NEW YORK (CNN/Money) -
The major indexes ended a tumultuous session in the red Friday, however mid-week gains were sufficient to push the Dow and the Nasdaq higher for the week, after a two-week slump.
Next week will be largely focused on the March payrolls report, due Friday, and end-of-quarter adjustments through Wednesday.
On Friday, the Dow Jones industrial average (down 5.85 to 10212.97, Charts) and the Standard & Poor's 500 (down 1.13 to 1108.06, Charts) index both closed just below unchanged, while the Nasdaq composite (down 7.15 to 1960.02, Charts) closed around 0.35 percent lower. Bond prices tanked and the dollar was mixed.
The major indexes rallied sharply Thursday, snapping back after a two-week selloff that took them to lows not seen since November and December of last year.
But the rally may have been a bout of short-covering after the pullback, rather than the next stage in the bull market, analysts said. It proved to be unsustainable Friday. Although on an up note, the market did manage to hold on to most of Thursday's gains.
For the week, the Dow gained 0.3 percent and the Nasdaq gained 1 percent. The S&P 500 lost 0.1 percent.
"Recent indications show the economy is improving, and we're approaching the end of the quarter, which means you're going to see portfolio managers adjusting their positions through Wednesday," said Peter Cardillo, chief market analyst at S.W. Bach. "We're also coming off very oversold conditions."
He says this could help push the market higher in the short term, however, there is a great deal of data due out next week that the market will have to sort through before the start of the quarterly earnings reporting period, which kicks off in earnest the week of April 5.
There are no economic reports scheduled for Monday, but Tuesday brings the Conference Board's consumer confidence index. The index is thought to have dipped to a read of 86.0 in March from 87.3 in February, economists surveyed by Briefing.com expect.
However, the week's biggest news is Friday's monthly labor market report. Employers are expected to have added 100,000 new jobs to their payrolls in March, up from 21,000 last month. The unemployment rate is though to hold steady at 5.6 percent, according to Briefing.com estimates.
No market moving earnings are due Monday, but a few trickle in throughout the week, including Best Buy (BBY: Research, Estimates) and Circuit City (CC: Research, Estimates) on Wednesday.

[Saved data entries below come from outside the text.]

PR #245, opened 2022-01-25
change lid to a count of auctions

iamchrissmith:
Change to a counter instead of dai measure for the `lid`


hexonaut:
Well we are focused on the amount of MKR required, and not so much the number of auctions which is why I chose DAI amount. We want to keep the limit such that the regular automated keepers have enough capital on hand to bid on all the auctions.

Changing the `bump` on the `vow` shouldn't be a problem as every `kick()` has a matching `deal()` of the same amount even if the `bump` changes part way through.

PR #246, opened 2022-01-31
add test of lid alteration during auction

brianmcmichael:
Adds a test of reducing the `lid` while the auction is active to assert we don't get into a stuck state.

### DIFF
--- a/src/test/flap.t.sol
+++ b/src/test/flap.t.sol
@@ -208,4 +208,24 @@ contract FlapTest is DSTest {
         flap.deal(id2);
         assertEq(flap.fill(), 300 ether);
     }
+    function test_mod_lid_in_flight() public {
+        uint256 id = flap.kick({ lot: 400 ether
+                  , bid: 0
+                  });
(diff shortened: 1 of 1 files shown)


src/test/flap.t.sol
```diff
@@ -208,4 +208,24 @@ contract FlapTest is DSTest {
...
+        uint256 id = flap.kick({ lot: 400 ether
+                  , bid: 0
+                  });
+        assertEq(flap.fill(), 400 ether);
+
+        // Reduce lid while auction is active
+        flap.file("lid", 300 ether);
+
+        Guy(ali).tend(id, 400 ether, 1 ether);
+        assertEq(flap.fill(), 300 ether);
```
gbalabasquer, line 221: This should still be 400 ether

brianmcmichael: fixed

gbalabasquer (approved):
LGTM

iamchrissmith (approved):
lgtm

hexonaut (approved):

PR #247, opened 2022-01-31
Add Cure

gbalabasquer:


src/cure.sol
```diff
@@ -0,0 +1,125 @@
...
+        live = 0;
+        emit Cage();
+    }
+
+    function reset(address src) external {
+        uint256 amt = data[src].amt;
+        if (amt > 0) {
+            total = _sub(total, amt);
+        }
+        total = _add(total, data[src].amt = _toUint128(SourceLike(src).cure()));
```
iamchrissmith, line 123: for consistency with the `addSource` pattern, should we do:

```suggestion
        data[src].amt = _toUint128(SourceLike(src).cure());
        if (data[src].amt > 0) {
             total = _add(total, data[src].amt);   
        } 
```

gbalabasquer: Hmm I think in this case we would be doing two extra calls to SLOAD (which are cheaper now but still more expensive than not doing them). So what we can do is:
```suggestion
    data[src].amt = amt = _toUint128(SourceLike(src).cure());
    if (amt > 0) {
        total = _add(total, amt);   
    }
```

iamchrissmith: oh yeah that works

talbaneth:
I'm wondering if we want to time the Cure.reset() calls to be done only at a specific time in the ES process.
This is imprtant since we don't want to use non updated data from the sources.
Also unless I'm missing something there's no use for this module before the ES process.
For that I think we should assume that the data in the sources will not change after the ES waiting period, so it's fine to read at that point. 

To implement this we can add to End a new function before thaw() to call into Cure and have a flag in Cure that allows reset only after that (this also means we will have to auth End on Cure)
That new function in End will be the one checking the waiting period and blocking thaw() with a new flag in End.

gbalabasquer:
> I'm wondering if we want to time the Cure.reset() calls to be done only at a specific time in the ES process. This is imprtant since we don't want to use non updated data from the sources. Also unless I'm missing something there's no use for this module before the ES process. For that I think we should assume that the data in the sources will not change after the ES waiting period, so it's fine to read at that point.
> 
> To implement this we can add to End a new function before thaw() to call into Cure and have a flag in Cure that allows reset only after that (this also means we will have to auth End on Cure). That new function in End will be the one checking the waiting period and blocking thaw() with a new flag in End.
> 
> at thaw() stage Cure will need to then check that all sources have been updated. Can keep a counter for that, and allow each source to be updated only once (thus simplifying the code a bit).

Well it is certainly another approach which might have some advantages with the trade-off of complicating a bit the module and it is relationship with `End` (which is super simple now).
However a part from those extra complexities we would be introducing again the dependency that if any of the `reset` calls fail due a failure in `module.cure()` the whole thing will be stuck. I know we could put a `try/catch` but starts to feel a bit over-engineered.  Anyway let's see what others think about it.

src/cure.sol
```diff
@@ -0,0 +1,128 @@
...
+        emit Deny(usr);
+    }
+
+    function addSource(address src) external auth isLive {
+        Source storage data_ = data[src];
+        require(data_.pos == 0, "Cure/already-existing-source");
+        sources.push(src);
+        data_.pos = _toUint128(sources.length);
+        data_.amt = _toUint128(SourceLike(src).cure());
+        if (data_.amt > 0) {
```
talbaneth, line 92: Might be controversial but for very rarely called functions (which is all logic in this contract :)) I would remove the gas optimization of checking if X > 0 each time before updating total.
Will make the code more compact, and I think that's also the general approach taken in other core contracts.

talbaneth:
> > I'm wondering if we want to time the Cure.reset() calls to be done only at a specific time in the ES process. This is imprtant since we don't want to use non updated data from the sources. Also unless I'm missing something there's no use for this module before the ES process. For that I think we should assume that the data in the sources will not change after the ES waiting period, so it's fine to read at that point.
> > To implement this we can add to End a new function before thaw() to call into Cure and have a flag in Cure that allows reset only after that (this also means we will have to auth End on Cure). That new function in End will be the one checking the waiting period and blocking thaw() with a new flag in End.
> > at thaw() stage Cure will need to then check that all sources have been updated. Can keep a counter for that, and allow each source to be updated only once (thus simplifying the code a bit).
> 
> Well it is certainly another approach which might have some advantages with the trade-off of complicating a bit the module and it is relationship with `End` (which is super simple now). However a part from those extra complexities we would be introducing again the dependency that if any of the `reset` calls fail due a failure in `module.cure()` the whole thing will be stuck. I know we could put a `try/catch` but starts to feel a bit over-engineered. Anyway let's see what others think about it.

Certainly agree about preventing any chance this will block ES.
As discussed one scenario where timing is critical is making sure we sample/reset only after L2 ES hanshake protocol is completed (where I think the waiting period is assumed to be larger than the L2 slow path, but not sure by how much).

src/cure.sol
```diff
@@ -0,0 +1,128 @@
...
+        require((y = uint128(x)) == x, "Cure/toUint128-overflow");
+    }
+
+    constructor() public {
+        live = 1;
+        wards[msg.sender] = 1;
+        emit Rely(msg.sender);
+    }
+
+    function sLength() external view returns (uint256 size) {
```
talbaneth, line 72: Neat: consider changing `Length` to `Count`.
(Length tends to refer to contiguous elements while Count tends to refer to a number of elements)

src/cure.sol
```diff
@@ -0,0 +1,128 @@
...
+        size = sources.length;
+    }
+
```
talbaneth, line 75: Consider addint a getter for the list (as in https://github.com/makerdao/dss/blob/master/src/clip.sol#L435).

src/cure.sol
```diff
@@ -0,0 +1,128 @@
...
+contract Cure {
+    mapping (address => uint256) public wards;
+    uint256 public live;
+    address[] public sources;
+    uint256 public total;
+    mapping (address => Source) public data;
+
+    struct Source {
+        uint128 pos;
```
talbaneth, line 34: To try and avoid confusion maybe add a comment such as:
"// position in sources plus 1, 0 means a source does not exist"

SImilarly to:
https://github.com/OpenZeppelin/openzeppelin-contracts/blob/master/contracts/utils/structs/EnumerableSet.sol#L43

src/cure.sol
```diff
@@ -0,0 +1,128 @@
...
+        uint128 amt;
```
talbaneth, line 35: mm this is a RAD (at least treated as such in END), so cannot be store as uint128.

talbaneth: To avoid the use of uint128 we can use a separate positions array.
Will be more gas costly but I don't think it matters so much specifically in this contract.

gbalabasquer: Done.

src/cure.sol
gbalabasquer: Done.

src/cure.sol
gbalabasquer: Done.

src/cure.sol
gbalabasquer: Yes you are right, it is doesn't make much sense here. Done.

src/cure.sol
```diff
@@ -0,0 +1,115 @@
...
+    function deny(address usr) external auth isLive {
+        wards[usr] = 0;
+        emit Deny(usr);
+    }
+
+    function addSource(address src) external auth isLive {
+        require(pos[src] == 0, "Cure/already-existing-source");
+        sources.push(src);
+        pos[src] = sources.length;
+        uint256 amt_ = amt[src] = SourceLike(src).cure();
```
talbaneth, line 86: Either way is probably ok, but I would remove the cure sampling here, thus separating the logic of adding  a source and sampling it. Just seems to me a bit cleaner.
If we want to sample (/reset) as part of the spell we can just add that call right after.

talbaneth:
Changes look good.
Added another suggestion and a test request.

src/cure.sol
gbalabasquer: Yes you have a good point, however I'd prefer to leave this one open for now to see others' opinions before applying the change.

talbaneth:
Looks good to me pending the discussions of timing reset calls and calling reset upon adding a source.

src/cure.sol
hexonaut: Yeah I think I'm leaning more towards leaving it out to separate the logic. `reset()` will only need to be called after shutdown really.

src/cure.sol
```diff
@@ -0,0 +1,115 @@
...
+            sources[pos_ - 1] = move;
+            pos[move] = pos_;
+        }
+        sources.pop();
+        total = _sub(total, amt[src]);
+        delete pos[src];
+        delete amt[src];
+    }
+
+    function cage() external auth isLive {
```
hexonaut, line 105: I'm assuming this is here for ESM, and this will be authed on the ESM module for governance attack scenario. Can you confirm that is the only reason?

hexonaut (changes requested):
Some comments on design as well as one critical bug.

I think a non-zero `cure` test should be added to the `end` tests as well.

src/cure.sol
```diff
@@ -0,0 +1,115 @@
...
+        live = 0;
+        emit Cage();
+    }
+
+    function reset(address src) external {
```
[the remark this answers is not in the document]
gbalabasquer: Oops great catch Sam, can't believe I missed this one.

src/cure.sol
```diff
@@ -0,0 +1,115 @@
...
+pragma solidity >=0.6.12;
+
+interface SourceLike {
+    function cure() external view returns (uint256);
+}
+
+contract Cure {
+    mapping (address => uint256) public wards;
+    uint256 public live;
+    address[] public sources;
```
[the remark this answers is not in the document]
gbalabasquer: Yeah let's keep it custom at least in this case.

src/cure.sol
gbalabasquer: Yes that's the idea. The other option is to make it authed in the `End` module and call `cure.cage()` in `end.cage()` directly.

src/cure.sol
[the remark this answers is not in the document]
gbalabasquer: Fixed now. I was so focused on the functions to add or remove a source that missed the most important one.

gbalabasquer:
> Some comments on design as well as one critical bug.
> 
> I think a non-zero `cure` test should be added to the `end` tests as well.

Yes planning to add some cure ones on the `end` tests as soon as we finish modeling it.

talbaneth:
@hexonaut @kmbarry1 and others, would be good to hear opinions about whether we want to time the `Cure.reset()` calls to be done only at a specific time in the ES process (and probably rename `Cure.reset()` to something else). See discussion above.
I guess if we do opt for that then it's a big change and better be done sooner rather than later.

src/cure.sol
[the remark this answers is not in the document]
kmbarry1: Looks like the check was implemented as `pos[src] == 1`, but shouldn't it be `pos[src] > 0`? Otherwise `reset` can only ever be called for the first source.

src/cure.sol
kmbarry1: I like the idea of calling it in `End.cage` because 1) the End already has to store its address, and 2) this is a single global module. Then no Keeper / non-malicious governance actor needs to worry about caging the Cure separately.

kmbarry1: Although I see some conflicting comments suggesting that maybe we want the Cure to be callable after shutdown in some scenarios--maybe I will answer this for myself as I progress through the review, but if anyone wants to give me the quick rundown that might save time.

src/cure.sol
kmbarry1: I don't have terribly strong feelings here, it's almost just a matter of aesthetics. Might personally lean towards a call to `reset` in `addSource` to avoid duplicating logic but quickly confirming that the added source supports the correct API. But really I think any option will work.

src/cure.sol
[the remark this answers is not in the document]
kmbarry1: +1 to @gbalabasquer here, let's not profane `dss` with OZ code (or any other external dependency for that matter).

src/end.sol
```diff
@@ -412,7 +418,7 @@ contract End {
         require(debt == 0, "End/debt-not-zero");
         require(vat.dai(address(vow)) == 0, "End/surplus-not-zero");
         require(block.timestamp >= add(when, wait), "End/wait-not-finished");
-        debt = vat.debt();
+        debt = sub(vat.debt(), cure.total());
```
kmbarry1, line 421: Maybe a good defensive change to the logic would be:
```
debt = vat.debt() >= cure.total() ? sub(vat.debt(), cure.total()) : vat.debt();
```
?

I am a little conflicted on it b/c while it protects us against certain accidents (e.g. setting the `cure` for some source to an anomalously huge amount), there are still accidents that will break things, using `vat.debt()` as the fallback is unlikely to be correct, and it doesn't really protect from malicious actors (they can still e.g. make `total == debt`). So after going to the trouble of suggesting it maybe I've talked myself out of it already, but going to post anyway for others to consider (maybe it inspires some more useful safeguard e.g. in the Cure itself).

src/test/cure.t.sol
```diff
@@ -0,0 +1,212 @@
...
+    function testFailRely() public {
+        cure.deny(address(this));
+        cure.rely(address(123));
+    }
+
+    function testFailDeny() public {
+        cure.deny(address(this));
+        cure.deny(address(123));
+    }
+
```
kmbarry1, line 44:
```suggestion
```

src/cure.sol
kmbarry1: Ah I see we intend to allow `reset` only after `cage`. I believe I am still in favor of my earliest comment here advocating to `cage` it in the End.

kmbarry1 (changes requested):
First pass complete; see comments. At least one small thing to fix (in `reset`).

kmbarry1:
> @hexonaut @kmbarry1 and others, would be good to hear opinions about whether we want to time the `Cure.reset()` calls to be done only at a specific time in the ES process (and probably rename `Cure.reset()` to something else). See discussion above. I guess if we do opt for that then it's a big change and better be done sooner rather than later.

Hmmmm I can see a point to both sides. I think that if we require sources to report during settlement, then we must wrap the calls to `cure()` in try-catch statements so a reverting source cannot block ES. As to whether we _should_ require a post-shutdown report from each source... If `reset` can only be called once per source after shutdown, someone might call it too early for one or more sources, resulting in inaccuracies. So that leads me to think the logic should be "`reset` must be called _at least_ once per source after shutdown" to allow for multiple calls if necessary. Tentatively I think that would be okay (if paired with reversion protection), and I think would make it more likely that the ultimate accounting was correct. Note that a simpler way to implement this (i.e. minimizing changes to the End) is to do it entirely in DssCure by making `total` a `private` variable, and making the public fetching function revert after `cage` unless `reset` has been called at least once for all sources (e.g. by keeping a counter similar to Tal's original suggestion, which is only updated by `reset` post-`cage`). What does everyone else think?

kmbarry1:
Maybe the biggest business logic question here is: _should_ it be possible for a single source to block settlement until it achieves some consistency point? I tend to favor "no" (and this is consistent with how the End relies only on a waiting period at the moment for auctions to finish), but if we think the answer is actually "yes", there are a number of compromises and implementation options we can work through (e.g. make it configurable which sources are strictly required to successfully return a value post-`cage`).

talbaneth:
> > @hexonaut @kmbarry1 and others, would be good to hear opinions about whether we want to time the `Cure.reset()` calls to be done only at a specific time in the ES process (and probably rename `Cure.reset()` to something else). See discussion above. I guess if we do opt for that then it's a big change and better be done sooner rather than later.
> 
> Hmmmm I can see a point to both sides. I think that if we require sources to report during settlement, then we must wrap the calls to `cure()` in try-catch statements so a reverting source cannot block ES. As to whether we _should_ require a post-shutdown report from each source... If `reset` can only be called once per source after shutdown, someone might call it too early for one or more sources, resulting in inaccuracies. So that leads me to think the logic should be "`reset` must be called _at least_ once per source after shutdown" to allow for multiple calls if necessary. Tentatively I think that would be okay (if paired with reversion protection), and I think would make it more likely that the ultimate accounting was correct. Note that a simpler way to implement this (i.e. minimizing changes to the End) is to do it entirely in DssCure by making `total` a `private` variable, and making the public fetching function revert after `cage` unless `reset` has been called at least once for all sources (e.g. by keeping a counter similar to Tal's original suggestion, which is only updated by `reset` post-`cage`). What does everyone else think?

I like this (making `total` private).
Note thoug that the requirement for each source to report after `cage()` might not be strict enough since some of the modules will only start their reporting/calculating process after they are caged. We might want to require each source to report after `End`'s waiting period. That can be achieved either by storing `End` in `Cure` and reading `End.wait`, or even simpler by just passing `End.wait` as a parameter to `Cure.cage()`. However we obtain the waiting duration in `Cure`, it will start it's reporting counter only after the time has passed. If we do it this way then since both `Cure.reset` and `End.thaw` are permissionless there is really no point in allowing each source to be reset more than once.

src/cure.sol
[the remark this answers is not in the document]
hexonaut: Just to be clear I suggest copying the code instead of adding some external dependancy such as [here](https://github.com/makerdao/dss-wormhole/blob/master/src/utils/EnumerableSet.sol). In this case I can appreciate the argument against. I'm fine with custom code. Will review it carefully.

src/cure.sol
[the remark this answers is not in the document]
gbalabasquer: Seriously considering taking vacation... (:man_facepalming:). Yes the check should be the same one than in `delSource` and now is fixed.

gbalabasquer:
Hmmm I don't know, I feel we should not over-engineer it (at least for a first version).
The `End` module already heavily depends on keepers. If keepers do not skim underwater CDPs the whole accounting will be screwed. I think this should be implemented in a similar way.
But if you guys feel too strongly about making sure that at least `reset` (or maybe it should just be call `set`) is called at least once per source after `cage` then I'll proceed implementing it.

kmbarry1:
> We might want to require each source to report after `End`'s waiting period.

It sounds like we're still uncertain about the requirements here. To deal with that uncertainty, I'd suggest a configurable delay in `DssCure` (as opposed to locking to `End.wait`), unless we're willing to accept needing to upgrade the Cure in the future. Upgrades shouldn't be too painful unless we have a lot of sources, which won't be the case at first, so probably it's fine either way.

kmbarry1:
Copying over some discussion from the closed PR (in order, Kurt then Gonza then Tal):

> > > I'd break the open questions down as follows:
> > > 
> > > 1. Must all sources be successfully set **at least** once after shutdown?
> > > 2. Must all sources be successfully set **at most** once after shutdown?
> > > 3. Should the Cure attempt to prevent a source from being set "too soon" after shutdown, or should that logic live in the source itself?
> > > 4. Is it acceptable for global settlement to be blocked or delayed by a source that has not been set yet?
> > 
> > 
> > 
> > 1. In theory yes, as otherwise the accounting will be probably broken (excepting the missing source correspond to report 0 value). However it is better to give the DAI holders less than corresponds than giving nothing because the module is stuck due a broken source.
> > 2. I don't see the need to have that constraint.
> > 3. I think it can live in each source. The source might revert on `cure()` if not ready for final number.
> > 4. I think I wouldn't do it. GS needs to happen and not be totally stuck as it can happen if a `src` is not returning for any reason. Maybe what it can be done is there is a max timeout where if all the sources didn't report, the module still reports whatever is calculated as `total`.
> 
> Agree with almost everything. I like the max timeout idea as it removes the need for a try-catch.
> 
> Just regarding (3) - we can have that revert logic in the sources but it seems a bit like duplication (each module should have it) and source for bugs (each such source writer should be aware to do it and cannot just rely on its `cure` storage variable being constantly updated). If we have the max timeout than we store the cage timestamp anyway. So adding another delay storage parameter and checking against it in `set` seems like a small price to pay for being able to control everything from `Cure`.

I think the discussions boil down to two options:
1) Go with the current simple implementation and rely on Keepers doing what they need to do and `wait` being set long enough to allow sources to settle.
2) Implement an "at least once" requirement for sources to report post-shutdown along with a separate waiting period after which lack of reporting no longer blocks reading `total`.

(1) is simpler but (2) gives us a bit more flexibility (can let `wait` be shorter than the max reporting time for Cure sources). I kind of think (1) is probably sufficient as the incentives for Keepers to actually take all required actions isn't that much different between the two. Unless we think it's very important to be able to speed shutdown up in the case that all sources report well before their deadline.

talbaneth:
> Copying over some discussion from the closed PR (in order, Kurt then Gonza then Tal):
> 
> > > > I'd break the open questions down as follows:
> > > > 
> > > > 1. Must all sources be successfully set **at least** once after shutdown?
> > > > 2. Must all sources be successfully set **at most** once after shutdown?
> > > > 3. Should the Cure attempt to prevent a source from being set "too soon" after shutdown, or should that logic live in the source itself?
> > > > 4. Is it acceptable for global settlement to be blocked or delayed by a source that has not been set yet?
> > > 
> > > 
> > > 
> > > 1. In theory yes, as otherwise the accounting will be probably broken (excepting the missing source correspond to report 0 value). However it is better to give the DAI holders less than corresponds than giving nothing because the module is stuck due a broken source.
> > > 2. I don't see the need to have that constraint.
> > > 3. I think it can live in each source. The source might revert on `cure()` if not ready for final number.
> > > 4. I think I wouldn't do it. GS needs to happen and not be totally stuck as it can happen if a `src` is not returning for any reason. Maybe what it can be done is there is a max timeout where if all the sources didn't report, the module still reports whatever is calculated as `total`.
> > 
> > 
> > Agree with almost everything. I like the max timeout idea as it removes the need for a try-catch.
> > Just regarding (3) - we can have that revert logic in the sources but it seems a bit like duplication (each module should have it) and source for bugs (each such source writer should be aware to do it and cannot just rely on its `cure` storage variable being constantly updated). If we have the max timeout than we store the cage timestamp anyway. So adding another delay storage parameter and checking against it in `set` seems like a small price to pay for being able to control everything from `Cure`.
> 
> I think the discussions boil down to two options:
> 
> 1. Go with the current simple implementation and rely on Keepers doing what they need to do and `wait` being set long enough to allow sources to settle.
> 2. Implement an "at least once" requirement for sources to report post-shutdown along with a separate waiting period after which lack of reporting no longer blocks reading `total`.
> 
> (1) is simpler but (2) gives us a bit more flexibility (can let `wait` be shorter than the max reporting time for Cure sources). I kind of think (1) is probably sufficient as the incentives for Keepers to actually take all required actions isn't that much different between the two. Unless we think it's very important to be able to speed shutdown up in the case that all sources report well before their deadline.

If you think we can count on keepers to sample the source (without any incentive and in ES chaos) between the point that  L2 finished reporting their shutdown procedure (say 7 days after cage because of an L2's dispute period) and the End's waiting period (say we push that to 9 days after cage instead of the current 3 days) than ok, we can go with the simpler implementation (1).

kmbarry1:
> If you think we can count on keepers to sample the source (without any incentive and in ES chaos) between the point that L2 finished reporting their shutdown procedure (say 7 days after cage because of an L2's dispute period) and the End's waiting period (say we push that to 9 days after cage instead of the current 3 days) than ok, we can go with the simpler implementation (1).

I think about it like this: the main incentive to make sure sources report is for those who plan to redeem DAI, because under-reporting raises the value of `debt` recorded and thus lowers the amount of collateral disbursed per DAI. I don't see why an extra delay strengthens or weakens that incentive by much--if no one wants to make sources report, they're probably don't mind waiting a couple more days (if the extra delay would be much longer, weeks or months, then it probably does incentivize a speed up). If we think there's a high chance Keepers will just be unaware that sources need to be reported, then that's a strong argument for having "at least once" enforcement + an extra delay, just so they don't forget.

Personally I do think a "sources must report at least once, but after some delay the requirement is voided" logic makes sense from a correctness perspective.

gbalabasquer:
@kmbarry1 @talbaneth please let me know what you think about this last [commit](https://github.com/makerdao/dss/pull/247/commits/2b23cd9fd6a2a61178fce445ead4fdad1ea06cf1)

talbaneth:
I think this is good (did only a logical review of the recent change, did not yet go into varaible names and synthax etc..).

Again, personally I would have made it even stricter by storing an additional wait period which only after that you can `load()`.
But not a must I guess and we can probably add that in the future if we want (a benefit of the pull model is that update is simple).

gbalabasquer:
> I think this is good (did only a logical review of the recent change, did not yet go into varaible names and synthax etc..).
> 
> Again, personally I would have made it even stricter by storing an additional wait period which only after that you can `load()`. But not a must I guess and we can probably add that in the future if we want (a benefit of the pull model is that update is simple).

Yeah, let's try to not complicate more. I'll wait for your final review so we can aim to pass it to CS on Wednesday.

kmbarry1 (dismissed):
LGTM

I think this is good for a first version.

src/cure.sol
```diff
@@ -0,0 +1,136 @@
...
+    uint256 public wait;
```
talbaneth, line 30: Name is a bit confusing since it's not End.wait, maybe change to `stretch`?

src/cure.sol
```diff
@@ -0,0 +1,136 @@
...
+    uint256 public when;
```
talbaneth, line 31: Maybe change to `loose`? (just to have something with more meaning)

src/cure.sol
```diff
@@ -0,0 +1,136 @@
...
+    mapping (address => uint256) public pos; // position in sources + 1, 0 means a source does not exist
+    mapping (address => uint256) public amt;
+    mapping (address => uint256) public loaded;
+    uint256 public loadedNum;
```
talbaneth, line 35: Rename to lcount to conform with `count()` below and use just one word?

src/cure.sol
```diff
@@ -0,0 +1,136 @@
...
+    uint256 amount_;
```
talbaneth, line 36: Rename to `report_`? (see suggested change of amount() to report() below)

src/cure.sol
```diff
@@ -0,0 +1,136 @@
...
+    }
+
+    constructor() public {
+        live = 1;
+        wards[msg.sender] = 1;
+        emit Rely(msg.sender);
+    }
+
+    function count() external view returns (uint256 count_) {
+        count_ = sources.length;
```
talbaneth, line 65: // There is a small discrepancy between this function and `amount()` where you return without a variable.

src/cure.sol
```diff
@@ -0,0 +1,136 @@
...
+    }
+
+    function list() external view returns (address[] memory) {
+        return sources;
+    }
+
+    function amount() external view returns (uint256) {
```
talbaneth, line 72: Rename to `report()` to remove confusion with amount and amt?

src/cure.sol
```diff
@@ -0,0 +1,136 @@
...
+        else revert("Cure/file-unrecognized-param");
+        emit File(what, data);
+    }
+
+    function addSource(address src) external auth {
+        require(live == 1, "Cure/not-live");
+        require(pos[src] == 0, "Cure/already-existing-source");
+        sources.push(src);
+        pos[src] = sources.length;
+    }
```
talbaneth, line 101: Emit an event?

src/cure.sol
```diff
@@ -0,0 +1,136 @@
...
+        uint256 last = sources.length;
+        if (pos_ < last) {
+            address move = sources[last - 1];
+            sources[pos_ - 1] = move;
+            pos[move] = pos_;
+        }
+        sources.pop();
+        delete pos[src];
+        delete amt[src];
+    }
```
talbaneth, line 116: Emit an event?

src/cure.sol
```diff
@@ -0,0 +1,136 @@
...
+        require(live == 0, "Cure/still-live");
+        require(pos[src] > 0, "Cure/non-existing-source");
+        uint256 oldAmt_ = amt[src];
+        uint256 newAmt_ = amt[src] = SourceLike(src).cure();
+        amount_ = _add(_sub(amount_, oldAmt_), newAmt_);
+        if (loaded[src] == 0) {
+            loaded[src] = 1;
+            loadedNum ++;
+        }
+    }
```
talbaneth, line 135: Emit an event?

src/cure.sol
```diff
@@ -0,0 +1,136 @@
...
+
+    function load(address src) external {
+        require(live == 0, "Cure/still-live");
+        require(pos[src] > 0, "Cure/non-existing-source");
+        uint256 oldAmt_ = amt[src];
+        uint256 newAmt_ = amt[src] = SourceLike(src).cure();
+        amount_ = _add(_sub(amount_, oldAmt_), newAmt_);
+        if (loaded[src] == 0) {
+            loaded[src] = 1;
+            loadedNum ++;
```
talbaneth, line 133: Remove space before the `++`?

talbaneth (commented):
See some naming suggestions (subjective, fill free to ignore).
Also some minor synthax stuff.
Finally wondering whether we need events for the sources stuff.

src/cure.sol
gbalabasquer: Done

src/cure.sol
gbalabasquer: Done.

src/cure.sol
gbalabasquer: Done.

src/cure.sol
gbalabasquer: Done.

src/cure.sol
gbalabasquer: Well it's `Cure.wait`. It wouldn't be the first time we use the same variable name for different contracts.

src/cure.sol
gbalabasquer: Same than `wait`.

src/cure.sol
gbalabasquer: Maybe just `loaded`?

gbalabasquer: LOL yeah... Ok let me think if I can think on some better approach otherwise will follow your suggestion.

gbalabasquer: I've renamed `loadedNum` to `lCount` (as you suggested) and `count` to `tCount` (total count).
If we figure better namings, we can always change it later.

talbaneth (dismissed):
LGTM

hexonaut (commented):
Two minor points. Overall looks good.

src/cure.sol
```diff
@@ -27,25 +27,28 @@ contract Cure {
...
     uint256 public live;
     address[] public sources;
-    uint256 public total;
+    uint256 public wait;
+    uint256 public when;
     mapping (address => uint256) public pos; // position in sources + 1, 0 means a source does not exist
     mapping (address => uint256) public amt;
+    mapping (address => uint256) public loaded;
+    uint256 public lCount;
+    uint256 report_;
```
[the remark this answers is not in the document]
hexonaut: `peek` ? I hate doing the naming lol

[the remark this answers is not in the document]
naszam: what about `buzz`, `snap`, `howl` or `copy` ?
ref. [`report` synonyms](https://www.merriam-webster.com/thesaurus/report)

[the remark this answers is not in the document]
gbalabasquer: I've done some renaming and exposing the variable as requested.

talbaneth (approved):
Recent changes LGTM

hexonaut (approved):
LGTM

Some of the stocks and sectors that led the rally Thursday were subjected to a bit of profit taking Friday, including semiconductors. Intel (INTC: down $0.41 to $27.38, Research, Estimates) lost 1.5 percent and Advanced Micro Devices (AMD: down $0.36 to $15.51, Research, Estimates) lost 2.3 percent.
Among other movers, Myogen (MYOG: down $5.54 to $10.50, Research, Estimates) plunged 34.5 percent after the biotech reported its experimental treatment for patients with advanced heart failure missed its main goal in a late-stage trial.
Albertson's (ABS: down $0.78 to $21.88, Research, Estimates) fell 3.4 percent after the grocery retailer agreed to buy the U.S. supermarket business of Britain's J Sainsbury PLC for about $2.11 billion in cash plus about $368 million of capital-lease assumption. The unit operates under the names Shaw's and Star Markets, with locations throughout New England.
Shares of Dow component General Electric (GE: up $0.40 to $30.10, Research, Estimates) rose 1.3 percent after Merrill Lynch added it to its Focus 1 list.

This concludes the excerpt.